* WHAT THE TASK ASKS *
Please copy each line of the records below that holds the word "GuacNodes".

++++++++

Issue #11, opened 2022-08-22
task: [assembler] define minimal set of GuacNodes and GuacEdges


lumjjb:
Define an initial set of GuacNodes and GuacEdges to satisfy the basic example of SLSA attestations based on @mihaimaruseac 's script and @mlieberman85 's data.

PR #46, opened 2022-08-29
Add nodes for attestations, artifacts and builders

mihaimaruseac:
Implements most of #11.

Still working on the testing interface for this as I also want to be able to write and read subgraphs from DB (#10/#12/#14).

### DIFF
--- a/pkg/assembler/assembler.go
+++ b/pkg/assembler/assembler.go
@@ -17,6 +17,52 @@ package assembler
 
 type assembler struct{} //nolint: unused
 
+// NOTE: `GuacNode` and `GuacEdge` interfaces are very experimental and might
+// change in the future as we discover issues with reading/writing from the
+// graph database.
+//
+// For now, the design of the interface follows these guideliness:
+//
+//   1. We want to serialize `GuacNode`s and `GuacEdge`s to graph database
+//      (e.g. Neo4j) without creating duplicate nodes. To do this, we need
+//      ability to uniquely identify a node. Since a node could be created from
+//      different document types, it can be uniquely identified by different
+//      subsets of attributes/properties. For example, we could have a node
+//      that is identified by an `"id"` field from one document and by the pair
+//      `"name"`, `"digest"` from another one.
+//   2. Nodes can also have attributes that are not unique and are generated
+//      from various documents.
+//   3. In order to write the serialization/deserialization code, we need to
+//      get the name of the attributes separate from the pairing between the
+//      attribute and the value.
+//
+// In broad lines, the serialization process for a node would look like:
+//
+//   1. For each identifiable set in `IdentifiablePropertyNames()` check if the
+//      node has values for all of the specified properties. If one is missing,
+//      try the next set. If no set is left, panic.
+//   2. If a set of identifiable properties is found and we have values for all
+//      of these, write a query that would match on nodes which have these
+//      property:value attributes. The graph database engine will allow us to
+//      run separate code if a node already exists or one is newly created. In
+//      our case, in both instances we will just need to set the other
+//      attributes that have a value. To do this, the `Properties()` returned
+//      map will be passed directly to the prepared statement (which uses
+//      `Type()` to select the graph database node type and `PropertyNames()`
+//      to build the rest of the query).
+//
+// The serialization process for an edge would be similar, with the caveat that
+// an edge is always created between two existing nodes.
+//
+// Deserialization is left for later, with the only caveat that we might
+// envision a case where we'd like to match on edges without first matching on
+// their endpoints (e.g., "retrieve all attestations from this time period and
+// for each of them return the artifact nodes"). Hence, we need ways to
+// uniquely identify edges without having endpoint nodes.
+//
+// TODO(mihaimaruseac): Look into using tags of fields to automate
+// serialization/deserialization, similar to how json is done.
+
 // GuacNode represents a node in the GUAC graph
 type GuacNode interface {
 	// Type returns the type of node
--- a/pkg/assembler/assembler.go
+++ b/pkg/assembler/assembler.go
@@ -21,7 +21,7 @@ type assembler struct{} //nolint: unused
 // change in the future as we discover issues with reading/writing from the
 // graph database.
 //
-// For now, the design of the interface follows these guideliness:
+// For now, the design of the interface follows these guidelines:
 //
 //   1. We want to serialize `GuacNode`s and `GuacEdge`s to graph database
 //      (e.g. Neo4j) without creating duplicate nodes. To do this, we need
@@ -64,6 +64,8 @@ type assembler struct{} //nolint: unused
 // serialization/deserialization, similar to how json is done.
 
 // GuacNode represents a node in the GUAC graph
+// Note: this is experimental and might change. Please refer to source code for
+// more details about usage.
 type GuacNode interface {
 	// Type returns the type of node
 	Type() string
@@ -86,6 +88,8 @@ type GuacNode interface {
 }
 
 // GuacEdge represents an edge in the GUAC graph
+// Note: this is experimental and might change. Please refer to source code for
+// more details about usage.
 type GuacEdge interface {
 	// Type returns the type of edge
 	Type() string
@@ -117,6 +121,8 @@ type GuacEdge interface {
 }
 
 // Subgraph represents a subgraph read from the database or written to it.
+// Note: this is experimental and might change. Please refer to source code for
+// more details about usage.
 type Subgraph struct {
 	V []GuacNode
 	E []GuacEdge
--- a/pkg/assembler/assembler.go
+++ b/pkg/assembler/assembler.go
@@ -17,43 +17,66 @@ package assembler
 
 type assembler struct{} //nolint: unused
 
-// Identifiable implements the ability to retrieve a set of
-// attributes such that a graph query is able to identify a
-// GuacNode or GuacEdge uniquely (or as a GuacHyperNode).
-type Identifiable interface {
-	// Identifiers returns a map of fields and values which
-	// can be used to identify an object in the graph.
-	Identifiers() map[string]interface{}
-}
-
 // GuacNode represents a node in the GUAC graph
 type GuacNode interface {
-	Identifiable
-
 	// Type returns the type of node
 	Type() string
 
 	// Properties returns the list of properties of the node
 	Properties() map[string]interface{}
+
+	// Attributes returns the names of the properties of the node.
+	//
+	// If a string `s` is in the list returned by `Attributes` then it
+	// should also be a key in the map returned by `Properties`.
+	Attributes() []string
+
+	// IdentifiableAttributes returns a list of tuples of property names
+	// that can uniquely specify a GuacNode.
+	//
+	// Any string found in a tuple returned by `IdentifiableAttributes`
+	// must also be returned by `Attributes`.
+	IdentifiableAttributes() [][]string
 }
 
 // GuacEdge represents an edge in the GUAC graph
 type GuacEdge interface {
-	Identifiable
-
-	// Nodes returns the (v,u) nodes of the edge
-	// where v--edge-->u for directional edges.
-	Nodes() (v, u GuacNode)
-
 	// Type returns the type of edge
 	Type() string
 
-	// Properties returns the list of properties of the node
+	// Nodes returns the (v,u) nodes of the edge
+	//
+	// For directional edges: v-[edge]->u.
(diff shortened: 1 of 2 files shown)


pkg/assembler/nodes.go
```diff
@@ -16,9 +16,161 @@
...
+
+func (an ArtifactNode) Properties() map[string]interface{} {
+	properties := make(map[string]interface{})
+	properties["name"] = an.Name
+	properties["checksum"] = an.Checksum
+	return properties
+}
+
+func (an ArtifactNode) Attributes() []string {
+	return []string{"name", "checksum"}
```
jchestershopify, line 36: I wonder if there is a way to look this up automatically? It seems like a future maintenance burden to need to know that you need to set `"name"` and `"checksum"` in two different places.

pkg/assembler/nodes.go
```diff
@@ -16,9 +16,161 @@
...
+	// An artifact can be uniquely identified by checksum
+	return [][]string{{"checksum"}}
+}
 
 // AttestationNode is a node that represents an attestation
-// TODO: implement GuacNode
-type AttestationNode struct{}
+type AttestationNode struct {
+	// TODO(mihaimaruseac): Unsure what fields to store here
+	File     string
```
jchestershopify, line 47: Is this meant to be the contents of the file? A path? URI?

pkg/assembler/nodes.go
```diff
@@ -16,9 +16,161 @@
...
+}
+
+func (bn BuilderNode) IdentifiableAttributes() [][]string {
+	// A builder needs both type and id to be identified
+	return [][]string{{"type", "id"}}
+}
+
+// AttestationEdge is an edge that represents the fact that an
+// `AttestationNode` is an attestation for an `ArtifactNode`.
+type AttestationEdge struct {
```
jchestershopify, line 99: Suggest `AttestationForEdge`, so that it can be read as "`AttestationNode AttestationForEdge ArtifactNode`". This would make it more consistent with `BuiltByEdge`, as in "`ArtifactNode BuiltByEdge BuilderNode`".

pkg/assembler/nodes.go
```diff
@@ -16,9 +16,161 @@
...
+func (e DependsOnEdge) Properties() map[string]interface{} {
+	return map[string]interface{}{}
+}
+
+func (e DependsOnEdge) Attributes() []string {
+	return []string{}
+}
+
+func (e DependsOnEdge) IdentifiableAttributes() [][]string {
+	return [][]string{}
```
jchestershopify, line 175: Wouldn't the combination of `ArtifactNode` and `Dependency` be uniquely identifying? I'm not convinced but it's a pity to missing a primary key (even a synthetic one if necessary).

jchestershopify (commented):
Some thoughts; feel free to disregard if I am missing a larger context or design decision.

pkg/assembler/assembler.go
```diff
@@ -17,43 +17,66 @@ package assembler
...
+	// If a string `s` is in the list returned by `Attributes` then it
+	// should also be a key in the map returned by `Properties`.
+	Attributes() []string
+
+	// IdentifiableAttributes returns a list of tuples of property names
+	// that can uniquely specify a GuacNode.
+	//
+	// Any string found in a tuple returned by `IdentifiableAttributes`
+	// must also be returned by `Attributes`.
+	IdentifiableAttributes() [][]string
```
pxp928, line 39: What is the thought process around `IdentifiableAttributes() [][]string`?  Wouldn't this also be just a []string?

pkg/assembler/assembler.go
```diff
@@ -17,43 +17,66 @@ package assembler
...
+// Subgraph represents a subgraph read from the database or written to it.
+type Subgraph struct {
 	V []GuacNode
 	E []GuacEdge
 }
+
+// TODO(mihaimaruseac): Write queries to write/read subgraphs from DB?
+
+// AssemblerInput represents the inputs to add to the graph
+type AssemblerInput = Subgraph
```
pxp928, line 82: Why would these be equal?

pkg/assembler/assembler.go
```diff
@@ -17,43 +17,66 @@ package assembler
...
 type GuacNode interface {
-	Identifiable
-
 	// Type returns the type of node
 	Type() string
 
 	// Properties returns the list of properties of the node
 	Properties() map[string]interface{}
+
+	// Attributes returns the names of the properties of the node.
```
lumjjb, line 28: These interfaces are likely going to have two types of uses, one is as a return to a query, where the returned object would act as an instance of a GuacNode. I think it's not super clear to me which of these functions relate to a schema vs relate to the actual instance of the object. 

i.e. should these calls return fields that may not be populated and Properties() return a map where they are set to the zero value? or should they return only if they are present. For the return value scenario i think it is pretty clear to me, but in the creation of an identifiable node for adding an edge for example, i still need to think how that would play out.

EDIT: now that i've seen the code below it seems like the former. That leaves the conversion to graph queries a little difficult now i think because its not certain which unique attributes exists (can't differentiate between missing or zero-value. e.g. int zero value is 0). Maybe `Get (name) error` instead of `Properties()`?.

pkg/assembler/assembler.go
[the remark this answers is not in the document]
lumjjb: i think the Identifiable interface does exist here, that would be passed to something that makes the cypher queries. (doesn't have to be a element of this interface, but seems like it could be)

lumjjb: I think the thought here is that you could have a hash or a purl, or something else.. And a document may only refer to one of them, so it does need to have an alternative to do the linking.

pkg/assembler/nodes.go
```diff
@@ -16,9 +16,161 @@
 package assembler
 
 // ArtifactNode is a node that represents an artifact
-// TODO: implement GuacNode
-type ArtifactNode struct{}
+type ArtifactNode struct {
+	Name     string
+	Checksum string
```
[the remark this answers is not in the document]
lumjjb: Digest should also possibly come with an alg, unless we want to force a certain string convention, also some of them may have multiple entries here.

pkg/assembler/nodes.go
```diff
@@ -16,9 +16,161 @@
...
+}
+
+func (an ArtifactNode) Type() string {
+	return "Artifact"
```
lumjjb, line 25: nit: i have a slight preference for camel case or all lowercase-with-hypens.

lumjjb (commented):
Shaping up! Couple of comments around the defining of incomplete nodes (e.g. when creating edges between existing nodes where the ingestor doesn't have full information)

pkg/assembler/nodes.go
```diff
@@ -16,9 +16,161 @@
...
+func (an AttestationNode) Attributes() []string {
+	return []string{"file", "checksum"}
+}
+
+func (an AttestationNode) IdentifiableAttributes() [][]string {
+	// An attestation can be uniquely identified by filename?
+	return [][]string{{"file"}}
+}
+
+// BuilderNode is a node that represents an attestation
```
mihaimaruseac, line 71:
```suggestion
// BuilderNode is a node that represents a builder for the artifact
```

pkg/assembler/assembler.go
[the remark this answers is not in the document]
mihaimaruseac: So I'm using this one to determine which attributes (in neo4j parlance) / property names (in the way the interface is written) are uniquely identifying a node to avoid duplicated nodes/edges. I'll add a comment describing this.

mihaimaruseac: We could have scenarios where a node can be uniquely identified by multiple sets of attributes. Each set can be a singleton or contain multiple attributes. E.g., I could identify a node by `id` or by the pair `name`, `hash`, so for that node the function should return `{{"id"},{"name","hash"}}`. I'll add a comment describing this.

pkg/assembler/assembler.go
mihaimaruseac: Type synonyms for now to not require changes in other files that are also under PR review. Will clean later

pkg/assembler/nodes.go
mihaimaruseac: Agree, this should be possible the same the json serialization/deserialization is done via tags on struct fields, but I didn't get a chance to play with those yet, punting for another PR.

Added a TODO

pkg/assembler/nodes.go
mihaimaruseac: It would be, but for edges this function allows for other ways to uniquely identify them.

For example, if we support a query of "for all attestations from this time window return all artifacts" if `AttestationForEdge` has the date as an attribute (instead of being stored in the attestation node) we could use that date to select the edge and then from there select the artifacts.

It is very likely that by the time we have an end-to-end example we realize that we don't need other ways to identify an edge except by its endpoints, at which point I'd remove this.

pkg/assembler/nodes.go
mihaimaruseac: Should be a path. Changed to `FilePath`.

In my demo for neo4j I used the path of the attestation as the only attribute for this node, but not completely sure that this is what we need.

pkg/assembler/nodes.go
```diff
@@ -16,9 +16,161 @@
...
+}
+
+func (an ArtifactNode) Type() string {
+	return "Artifact"
+}
+
+func (an ArtifactNode) Properties() map[string]interface{} {
+	properties := make(map[string]interface{})
+	properties["name"] = an.Name
+	properties["checksum"] = an.Checksum
```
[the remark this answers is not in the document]
mihaimaruseac: Yes, this is not ergonomic, but I hope to get rid of it when we do the serialization via tags on struct fields (don't know the technical name of it)

pkg/assembler/nodes.go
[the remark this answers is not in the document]
mihaimaruseac: Changed to Digest for now and will probably add the algorithm at a later stage.

pkg/assembler/nodes.go
mihaimaruseac: Neo4j uses all capitals for node/edge types, but that would be too much. Let's leave like this for now as it will probably get replaced with the serialization via field tags later.

pkg/assembler/assembler.go
mihaimaruseac: Oh, I'll need to think about missing fields. I picked `Properties` with this return type because this would have matched 1:1 to the type expected by the graphdb transactions.

pkg/assembler/assembler.go
```diff
@@ -17,43 +17,112 @@ package assembler
...
-type Identifiable interface {
-	// Identifiers returns a map of fields and values which
-	// can be used to identify an object in the graph.
-	Identifiers() map[string]interface{}
-}
+// NOTE: `GuacNode` and `GuacEdge` interfaces are very experimental and might
+// change in the future as we discover issues with reading/writing from the
+// graph database.
+//
+// For now, the design of the interface follows these guideliness:
```
lumjjb, line 24: nit: typo guidelines

pkg/assembler/assembler.go
```diff
@@ -17,43 +17,112 @@ package assembler
...
+// Deserialization is left for later, with the only caveat that we might
+// envision a case where we'd like to match on edges without first matching on
+// their endpoints (e.g., "retrieve all attestations from this time period and
+// for each of them return the artifact nodes"). Hence, we need ways to
+// uniquely identify edges without having endpoint nodes.
+//
+// TODO(mihaimaruseac): Look into using tags of fields to automate
+// serialization/deserialization, similar to how json is done.
 
 // GuacNode represents a node in the GUAC graph
```
lumjjb, line 66: (add a note here for experimental and please refer to source file for more details) - since the big comment block won't appear in the golang doc

pkg/assembler/assembler.go
```diff
@@ -17,43 +17,112 @@ package assembler
...
+	// IdentifiablePropertyNames returns a list of tuples of property names
+	// that can uniquely specify a GuacNode.
+	//
+	// Any string found in a tuple returned by `IdentifiablePropertyNames`
+	// must also be returned by `PropertyNames`.
+	IdentifiablePropertyNames() [][]string
 }
 
 // GuacEdge represents an edge in the GUAC graph
 type GuacEdge interface {
```
lumjjb, line 89: (add a note here for experimental and please refer to source file for more details) - since the big comment block won't appear in the golang doc

lumjjb (approved):
minor nits else lgtm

++++++++

* ANSWER TO THE PROBLEM *
task: [assembler] define minimal set of GuacNodes and GuacEdges
Define an initial set of GuacNodes and GuacEdges to satisfy the basic example of SLSA attestations based on @mihaimaruseac 's script and @mlieberman85 's data.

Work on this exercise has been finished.